[Collected data]
────────

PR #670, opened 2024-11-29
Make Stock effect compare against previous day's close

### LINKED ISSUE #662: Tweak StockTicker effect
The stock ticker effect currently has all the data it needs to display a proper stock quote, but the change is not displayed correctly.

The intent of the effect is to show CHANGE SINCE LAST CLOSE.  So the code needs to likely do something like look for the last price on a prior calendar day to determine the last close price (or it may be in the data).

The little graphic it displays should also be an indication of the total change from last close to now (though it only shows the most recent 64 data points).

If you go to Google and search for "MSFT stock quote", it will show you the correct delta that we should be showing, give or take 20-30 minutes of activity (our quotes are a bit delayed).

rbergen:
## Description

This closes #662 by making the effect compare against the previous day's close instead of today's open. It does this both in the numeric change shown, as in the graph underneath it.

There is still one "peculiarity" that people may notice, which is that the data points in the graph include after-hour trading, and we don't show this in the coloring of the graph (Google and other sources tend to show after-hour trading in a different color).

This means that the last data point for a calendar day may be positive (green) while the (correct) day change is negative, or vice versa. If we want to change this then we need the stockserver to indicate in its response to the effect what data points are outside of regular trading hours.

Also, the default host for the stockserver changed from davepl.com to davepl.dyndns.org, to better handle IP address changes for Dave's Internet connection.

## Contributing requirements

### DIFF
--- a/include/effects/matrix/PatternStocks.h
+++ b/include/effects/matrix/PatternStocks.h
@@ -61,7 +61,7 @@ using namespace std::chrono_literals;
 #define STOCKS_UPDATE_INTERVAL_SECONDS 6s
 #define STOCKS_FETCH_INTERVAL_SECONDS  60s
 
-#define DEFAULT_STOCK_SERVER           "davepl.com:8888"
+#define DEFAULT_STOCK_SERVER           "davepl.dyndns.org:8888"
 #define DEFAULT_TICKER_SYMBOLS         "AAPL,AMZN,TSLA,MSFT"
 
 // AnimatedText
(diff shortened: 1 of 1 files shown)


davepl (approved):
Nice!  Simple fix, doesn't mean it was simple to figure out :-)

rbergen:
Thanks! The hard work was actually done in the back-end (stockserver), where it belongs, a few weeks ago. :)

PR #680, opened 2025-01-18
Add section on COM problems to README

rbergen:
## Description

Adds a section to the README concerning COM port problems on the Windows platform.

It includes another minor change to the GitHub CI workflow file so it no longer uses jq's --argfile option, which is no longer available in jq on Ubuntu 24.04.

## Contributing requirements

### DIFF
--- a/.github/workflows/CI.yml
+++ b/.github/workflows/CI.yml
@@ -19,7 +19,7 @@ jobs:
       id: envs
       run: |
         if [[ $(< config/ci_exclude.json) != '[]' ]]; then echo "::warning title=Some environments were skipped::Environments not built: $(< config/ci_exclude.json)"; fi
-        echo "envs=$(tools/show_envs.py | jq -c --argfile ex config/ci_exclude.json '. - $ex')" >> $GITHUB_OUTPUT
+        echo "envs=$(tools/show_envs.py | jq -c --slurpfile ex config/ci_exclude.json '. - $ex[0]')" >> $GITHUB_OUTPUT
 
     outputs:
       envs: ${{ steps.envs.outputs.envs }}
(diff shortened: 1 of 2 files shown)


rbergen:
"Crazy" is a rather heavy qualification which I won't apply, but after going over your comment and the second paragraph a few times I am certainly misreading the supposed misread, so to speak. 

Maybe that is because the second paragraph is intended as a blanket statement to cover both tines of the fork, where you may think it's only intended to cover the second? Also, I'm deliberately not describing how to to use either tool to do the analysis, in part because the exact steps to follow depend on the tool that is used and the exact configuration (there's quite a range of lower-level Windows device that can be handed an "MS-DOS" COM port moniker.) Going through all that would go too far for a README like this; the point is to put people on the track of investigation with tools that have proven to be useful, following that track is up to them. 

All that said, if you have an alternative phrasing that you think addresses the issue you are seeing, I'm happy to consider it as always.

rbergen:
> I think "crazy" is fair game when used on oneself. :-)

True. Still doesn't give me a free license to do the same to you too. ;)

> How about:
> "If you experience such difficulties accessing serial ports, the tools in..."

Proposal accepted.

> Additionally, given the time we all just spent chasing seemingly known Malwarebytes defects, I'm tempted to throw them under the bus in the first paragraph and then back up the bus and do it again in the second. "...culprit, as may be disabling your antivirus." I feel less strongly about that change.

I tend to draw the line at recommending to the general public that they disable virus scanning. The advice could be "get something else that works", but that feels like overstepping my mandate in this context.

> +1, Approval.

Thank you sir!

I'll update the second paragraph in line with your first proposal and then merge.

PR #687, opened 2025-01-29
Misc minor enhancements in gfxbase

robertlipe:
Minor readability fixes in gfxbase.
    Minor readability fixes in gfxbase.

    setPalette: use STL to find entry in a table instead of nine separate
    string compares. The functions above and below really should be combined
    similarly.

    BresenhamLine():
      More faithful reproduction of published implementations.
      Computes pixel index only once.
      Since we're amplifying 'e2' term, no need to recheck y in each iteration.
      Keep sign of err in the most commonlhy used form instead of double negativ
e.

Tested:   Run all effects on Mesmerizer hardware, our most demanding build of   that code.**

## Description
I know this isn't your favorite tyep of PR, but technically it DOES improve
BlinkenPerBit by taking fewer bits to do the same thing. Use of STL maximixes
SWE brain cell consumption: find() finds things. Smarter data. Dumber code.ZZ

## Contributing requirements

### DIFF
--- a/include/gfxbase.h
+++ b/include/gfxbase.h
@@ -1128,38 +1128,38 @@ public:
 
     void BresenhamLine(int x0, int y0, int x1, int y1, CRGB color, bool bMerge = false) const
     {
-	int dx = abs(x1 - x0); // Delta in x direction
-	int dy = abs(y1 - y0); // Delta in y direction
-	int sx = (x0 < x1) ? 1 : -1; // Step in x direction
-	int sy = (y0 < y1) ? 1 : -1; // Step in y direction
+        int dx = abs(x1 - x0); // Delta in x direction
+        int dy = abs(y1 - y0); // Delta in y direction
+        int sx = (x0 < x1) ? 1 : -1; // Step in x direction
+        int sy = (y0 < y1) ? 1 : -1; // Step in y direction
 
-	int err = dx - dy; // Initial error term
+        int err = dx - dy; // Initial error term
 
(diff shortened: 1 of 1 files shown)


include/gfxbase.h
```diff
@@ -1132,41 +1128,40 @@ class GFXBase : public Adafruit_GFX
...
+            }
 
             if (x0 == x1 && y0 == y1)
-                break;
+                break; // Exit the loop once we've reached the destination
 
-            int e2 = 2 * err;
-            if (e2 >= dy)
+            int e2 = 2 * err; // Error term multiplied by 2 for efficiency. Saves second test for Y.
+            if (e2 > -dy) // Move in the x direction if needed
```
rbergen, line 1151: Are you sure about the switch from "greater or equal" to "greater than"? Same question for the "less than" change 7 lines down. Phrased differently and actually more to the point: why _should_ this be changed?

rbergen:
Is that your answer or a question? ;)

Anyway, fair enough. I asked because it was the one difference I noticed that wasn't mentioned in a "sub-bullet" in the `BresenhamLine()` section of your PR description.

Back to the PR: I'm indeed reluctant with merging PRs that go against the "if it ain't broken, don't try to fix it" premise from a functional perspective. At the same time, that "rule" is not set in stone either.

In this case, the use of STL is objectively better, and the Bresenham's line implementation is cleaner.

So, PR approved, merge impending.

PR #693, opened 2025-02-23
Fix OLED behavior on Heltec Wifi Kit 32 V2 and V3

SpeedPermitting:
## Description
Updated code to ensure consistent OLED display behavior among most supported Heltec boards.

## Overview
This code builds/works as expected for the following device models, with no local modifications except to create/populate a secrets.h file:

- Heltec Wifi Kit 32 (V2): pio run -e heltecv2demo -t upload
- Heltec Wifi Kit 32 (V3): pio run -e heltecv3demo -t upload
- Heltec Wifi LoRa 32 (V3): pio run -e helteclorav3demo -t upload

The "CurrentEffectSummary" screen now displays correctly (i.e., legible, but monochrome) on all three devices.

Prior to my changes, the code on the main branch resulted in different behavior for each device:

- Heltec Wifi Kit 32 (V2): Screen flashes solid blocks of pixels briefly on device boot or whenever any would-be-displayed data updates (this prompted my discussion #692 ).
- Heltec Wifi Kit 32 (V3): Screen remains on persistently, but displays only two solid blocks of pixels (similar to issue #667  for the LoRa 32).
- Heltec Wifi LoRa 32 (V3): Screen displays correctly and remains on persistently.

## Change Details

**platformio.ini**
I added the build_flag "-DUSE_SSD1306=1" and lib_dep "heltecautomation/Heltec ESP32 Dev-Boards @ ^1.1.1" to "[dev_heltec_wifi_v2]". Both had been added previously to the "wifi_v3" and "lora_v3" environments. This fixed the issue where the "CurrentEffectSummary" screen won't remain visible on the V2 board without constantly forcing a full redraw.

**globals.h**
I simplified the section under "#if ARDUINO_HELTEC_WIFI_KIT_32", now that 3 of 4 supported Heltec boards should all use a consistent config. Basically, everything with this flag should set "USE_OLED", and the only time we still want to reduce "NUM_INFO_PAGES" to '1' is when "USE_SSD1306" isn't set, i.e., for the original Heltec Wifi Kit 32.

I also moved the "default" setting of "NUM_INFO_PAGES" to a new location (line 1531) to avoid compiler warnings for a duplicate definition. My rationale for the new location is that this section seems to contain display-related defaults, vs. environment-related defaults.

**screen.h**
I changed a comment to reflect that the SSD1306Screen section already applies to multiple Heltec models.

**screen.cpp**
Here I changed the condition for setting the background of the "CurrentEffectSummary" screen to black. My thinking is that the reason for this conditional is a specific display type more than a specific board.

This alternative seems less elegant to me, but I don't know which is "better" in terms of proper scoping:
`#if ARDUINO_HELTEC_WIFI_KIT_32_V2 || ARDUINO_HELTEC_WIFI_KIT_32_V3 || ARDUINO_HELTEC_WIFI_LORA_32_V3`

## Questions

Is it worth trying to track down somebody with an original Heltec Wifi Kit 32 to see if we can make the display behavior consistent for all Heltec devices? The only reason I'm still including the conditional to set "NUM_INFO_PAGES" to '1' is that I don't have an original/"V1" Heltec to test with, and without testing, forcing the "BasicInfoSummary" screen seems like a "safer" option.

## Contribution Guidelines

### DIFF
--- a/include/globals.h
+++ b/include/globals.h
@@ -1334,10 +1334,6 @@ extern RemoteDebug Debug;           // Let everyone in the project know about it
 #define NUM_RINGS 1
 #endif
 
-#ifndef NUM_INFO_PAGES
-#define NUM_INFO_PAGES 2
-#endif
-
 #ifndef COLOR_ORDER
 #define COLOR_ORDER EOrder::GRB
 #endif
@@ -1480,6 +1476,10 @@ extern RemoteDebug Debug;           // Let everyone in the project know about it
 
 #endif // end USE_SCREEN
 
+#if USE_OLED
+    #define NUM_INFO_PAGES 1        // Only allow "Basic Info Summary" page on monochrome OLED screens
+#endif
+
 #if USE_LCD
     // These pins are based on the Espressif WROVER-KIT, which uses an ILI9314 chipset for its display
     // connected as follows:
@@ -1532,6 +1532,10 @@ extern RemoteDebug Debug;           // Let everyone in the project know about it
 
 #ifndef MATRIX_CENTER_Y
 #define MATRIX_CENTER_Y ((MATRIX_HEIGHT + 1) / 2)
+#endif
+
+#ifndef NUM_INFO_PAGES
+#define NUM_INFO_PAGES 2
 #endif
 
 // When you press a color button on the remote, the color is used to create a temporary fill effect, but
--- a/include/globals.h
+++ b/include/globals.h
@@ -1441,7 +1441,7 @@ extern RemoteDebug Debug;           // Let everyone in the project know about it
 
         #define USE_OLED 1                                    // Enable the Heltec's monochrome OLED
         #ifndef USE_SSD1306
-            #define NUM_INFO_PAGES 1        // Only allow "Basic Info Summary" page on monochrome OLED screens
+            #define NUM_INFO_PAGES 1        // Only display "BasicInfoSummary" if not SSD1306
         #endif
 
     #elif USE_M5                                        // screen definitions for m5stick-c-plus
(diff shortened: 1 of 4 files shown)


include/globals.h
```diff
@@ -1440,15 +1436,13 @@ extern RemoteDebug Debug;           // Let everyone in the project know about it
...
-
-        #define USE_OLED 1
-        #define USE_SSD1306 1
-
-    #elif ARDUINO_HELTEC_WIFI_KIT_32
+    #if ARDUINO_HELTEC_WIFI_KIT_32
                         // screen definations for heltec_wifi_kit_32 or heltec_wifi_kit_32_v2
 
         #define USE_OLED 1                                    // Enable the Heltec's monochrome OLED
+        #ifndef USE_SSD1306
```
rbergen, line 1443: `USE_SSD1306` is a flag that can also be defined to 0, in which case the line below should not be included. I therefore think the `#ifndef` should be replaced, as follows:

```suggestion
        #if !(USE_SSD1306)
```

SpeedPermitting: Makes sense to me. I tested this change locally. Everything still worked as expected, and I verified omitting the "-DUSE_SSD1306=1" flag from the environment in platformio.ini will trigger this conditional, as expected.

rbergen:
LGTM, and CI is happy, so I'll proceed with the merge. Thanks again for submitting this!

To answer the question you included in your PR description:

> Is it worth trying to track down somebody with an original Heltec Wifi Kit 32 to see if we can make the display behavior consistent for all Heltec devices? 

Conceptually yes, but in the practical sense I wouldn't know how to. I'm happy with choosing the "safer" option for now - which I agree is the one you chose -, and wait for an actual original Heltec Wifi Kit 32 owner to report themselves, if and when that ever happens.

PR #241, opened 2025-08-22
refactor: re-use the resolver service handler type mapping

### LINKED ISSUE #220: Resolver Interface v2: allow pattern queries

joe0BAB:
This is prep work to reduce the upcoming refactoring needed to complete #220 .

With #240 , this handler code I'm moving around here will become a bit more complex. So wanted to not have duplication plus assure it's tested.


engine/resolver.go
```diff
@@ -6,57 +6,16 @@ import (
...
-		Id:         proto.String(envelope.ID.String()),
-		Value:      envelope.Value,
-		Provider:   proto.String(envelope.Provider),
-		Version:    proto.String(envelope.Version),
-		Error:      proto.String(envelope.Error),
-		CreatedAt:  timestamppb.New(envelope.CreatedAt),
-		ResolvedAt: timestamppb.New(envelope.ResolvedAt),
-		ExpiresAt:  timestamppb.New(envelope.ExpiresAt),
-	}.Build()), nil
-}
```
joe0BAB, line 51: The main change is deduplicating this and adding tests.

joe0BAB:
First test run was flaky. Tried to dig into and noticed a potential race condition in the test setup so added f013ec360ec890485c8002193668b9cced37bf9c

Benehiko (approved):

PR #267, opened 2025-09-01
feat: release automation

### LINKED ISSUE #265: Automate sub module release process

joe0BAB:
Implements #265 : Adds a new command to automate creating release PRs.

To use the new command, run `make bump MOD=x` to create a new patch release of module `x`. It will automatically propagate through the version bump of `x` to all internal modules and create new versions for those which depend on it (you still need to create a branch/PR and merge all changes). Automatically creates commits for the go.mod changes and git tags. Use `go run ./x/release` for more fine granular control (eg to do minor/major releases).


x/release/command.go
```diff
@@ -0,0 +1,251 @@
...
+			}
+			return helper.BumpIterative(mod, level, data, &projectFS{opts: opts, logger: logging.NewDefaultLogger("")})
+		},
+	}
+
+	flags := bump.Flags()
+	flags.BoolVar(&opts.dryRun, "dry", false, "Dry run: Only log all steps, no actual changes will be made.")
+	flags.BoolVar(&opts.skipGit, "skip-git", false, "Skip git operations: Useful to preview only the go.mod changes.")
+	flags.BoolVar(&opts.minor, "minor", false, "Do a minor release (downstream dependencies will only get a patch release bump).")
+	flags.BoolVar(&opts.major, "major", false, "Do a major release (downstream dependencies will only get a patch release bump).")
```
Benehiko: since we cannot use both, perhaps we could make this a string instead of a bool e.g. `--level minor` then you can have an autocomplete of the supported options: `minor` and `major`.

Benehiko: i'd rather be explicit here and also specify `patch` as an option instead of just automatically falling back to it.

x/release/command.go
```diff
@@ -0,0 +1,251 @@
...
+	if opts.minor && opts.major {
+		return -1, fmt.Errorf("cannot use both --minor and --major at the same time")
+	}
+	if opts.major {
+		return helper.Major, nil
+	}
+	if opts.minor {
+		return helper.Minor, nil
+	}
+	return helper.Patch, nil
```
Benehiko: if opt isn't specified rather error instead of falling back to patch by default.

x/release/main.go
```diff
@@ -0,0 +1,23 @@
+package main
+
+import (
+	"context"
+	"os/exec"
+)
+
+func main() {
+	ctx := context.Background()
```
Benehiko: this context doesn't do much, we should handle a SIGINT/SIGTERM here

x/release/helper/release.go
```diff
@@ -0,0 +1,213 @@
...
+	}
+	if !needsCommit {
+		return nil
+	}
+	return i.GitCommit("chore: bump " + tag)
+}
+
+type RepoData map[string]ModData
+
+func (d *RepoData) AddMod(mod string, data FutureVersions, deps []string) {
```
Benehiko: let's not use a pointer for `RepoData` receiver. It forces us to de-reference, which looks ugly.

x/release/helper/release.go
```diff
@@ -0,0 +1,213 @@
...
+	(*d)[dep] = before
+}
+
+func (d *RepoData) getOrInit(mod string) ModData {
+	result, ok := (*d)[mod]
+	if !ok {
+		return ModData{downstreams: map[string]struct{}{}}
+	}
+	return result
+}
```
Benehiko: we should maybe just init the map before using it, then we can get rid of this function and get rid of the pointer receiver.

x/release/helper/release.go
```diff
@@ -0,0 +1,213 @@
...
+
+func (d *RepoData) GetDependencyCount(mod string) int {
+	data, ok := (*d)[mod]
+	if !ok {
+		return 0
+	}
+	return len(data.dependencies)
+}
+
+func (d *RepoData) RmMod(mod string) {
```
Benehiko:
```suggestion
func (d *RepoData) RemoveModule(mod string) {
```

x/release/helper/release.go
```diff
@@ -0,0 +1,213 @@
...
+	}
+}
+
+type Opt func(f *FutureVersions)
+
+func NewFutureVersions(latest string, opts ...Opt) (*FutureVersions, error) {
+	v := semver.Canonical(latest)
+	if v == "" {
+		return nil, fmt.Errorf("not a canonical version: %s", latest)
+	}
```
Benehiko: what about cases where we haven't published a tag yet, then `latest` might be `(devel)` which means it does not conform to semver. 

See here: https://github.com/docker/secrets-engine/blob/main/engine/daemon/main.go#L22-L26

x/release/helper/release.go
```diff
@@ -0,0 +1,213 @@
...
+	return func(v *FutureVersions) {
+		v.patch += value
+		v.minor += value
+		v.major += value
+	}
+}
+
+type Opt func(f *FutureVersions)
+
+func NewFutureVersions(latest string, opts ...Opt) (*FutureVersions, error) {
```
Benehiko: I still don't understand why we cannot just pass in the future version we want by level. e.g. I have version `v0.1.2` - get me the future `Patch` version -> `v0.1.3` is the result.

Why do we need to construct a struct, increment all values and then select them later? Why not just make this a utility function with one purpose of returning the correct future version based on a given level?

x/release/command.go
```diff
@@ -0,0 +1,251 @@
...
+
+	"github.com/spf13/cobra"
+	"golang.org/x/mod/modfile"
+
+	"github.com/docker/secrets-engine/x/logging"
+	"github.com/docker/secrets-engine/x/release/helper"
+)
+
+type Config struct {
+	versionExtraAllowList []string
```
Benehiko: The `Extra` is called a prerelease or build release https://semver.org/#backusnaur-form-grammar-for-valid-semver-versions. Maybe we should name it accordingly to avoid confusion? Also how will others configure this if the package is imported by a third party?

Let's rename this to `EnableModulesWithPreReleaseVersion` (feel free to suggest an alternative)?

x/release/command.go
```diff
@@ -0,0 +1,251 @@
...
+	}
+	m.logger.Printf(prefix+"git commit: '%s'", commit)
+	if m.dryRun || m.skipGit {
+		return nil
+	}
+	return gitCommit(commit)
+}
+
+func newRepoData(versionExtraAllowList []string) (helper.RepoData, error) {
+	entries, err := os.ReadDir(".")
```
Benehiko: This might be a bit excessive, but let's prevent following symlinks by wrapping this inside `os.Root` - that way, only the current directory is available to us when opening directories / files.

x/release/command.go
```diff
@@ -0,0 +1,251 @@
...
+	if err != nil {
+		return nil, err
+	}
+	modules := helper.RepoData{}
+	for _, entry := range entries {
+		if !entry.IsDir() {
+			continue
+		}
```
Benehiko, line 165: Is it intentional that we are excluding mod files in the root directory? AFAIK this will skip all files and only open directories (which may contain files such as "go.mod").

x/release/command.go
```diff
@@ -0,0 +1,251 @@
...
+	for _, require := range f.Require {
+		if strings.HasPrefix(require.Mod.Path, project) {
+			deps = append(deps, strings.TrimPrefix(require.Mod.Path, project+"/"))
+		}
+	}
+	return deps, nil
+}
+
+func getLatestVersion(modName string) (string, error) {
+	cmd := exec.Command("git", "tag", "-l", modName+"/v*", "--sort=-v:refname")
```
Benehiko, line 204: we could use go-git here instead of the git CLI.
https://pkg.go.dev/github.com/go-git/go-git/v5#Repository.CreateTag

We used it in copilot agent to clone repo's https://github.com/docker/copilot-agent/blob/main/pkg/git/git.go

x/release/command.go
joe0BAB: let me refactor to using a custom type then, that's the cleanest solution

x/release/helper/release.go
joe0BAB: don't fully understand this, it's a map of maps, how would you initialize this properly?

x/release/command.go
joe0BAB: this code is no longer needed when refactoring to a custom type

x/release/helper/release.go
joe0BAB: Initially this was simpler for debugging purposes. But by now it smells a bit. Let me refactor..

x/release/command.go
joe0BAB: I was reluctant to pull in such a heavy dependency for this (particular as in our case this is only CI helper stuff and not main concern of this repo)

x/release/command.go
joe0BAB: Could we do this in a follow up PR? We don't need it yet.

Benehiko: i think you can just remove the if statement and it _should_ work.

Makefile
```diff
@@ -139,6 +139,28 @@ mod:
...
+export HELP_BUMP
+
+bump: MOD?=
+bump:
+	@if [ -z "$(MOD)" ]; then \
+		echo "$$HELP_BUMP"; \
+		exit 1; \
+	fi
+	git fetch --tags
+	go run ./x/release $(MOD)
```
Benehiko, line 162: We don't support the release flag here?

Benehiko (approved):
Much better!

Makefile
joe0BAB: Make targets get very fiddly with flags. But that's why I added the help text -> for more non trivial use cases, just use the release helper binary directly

────────

■ **Work to complete**
From the entries above, work out the number of lines containing the string "Path" and give that number by itself.

■ **Response to the exercise**
2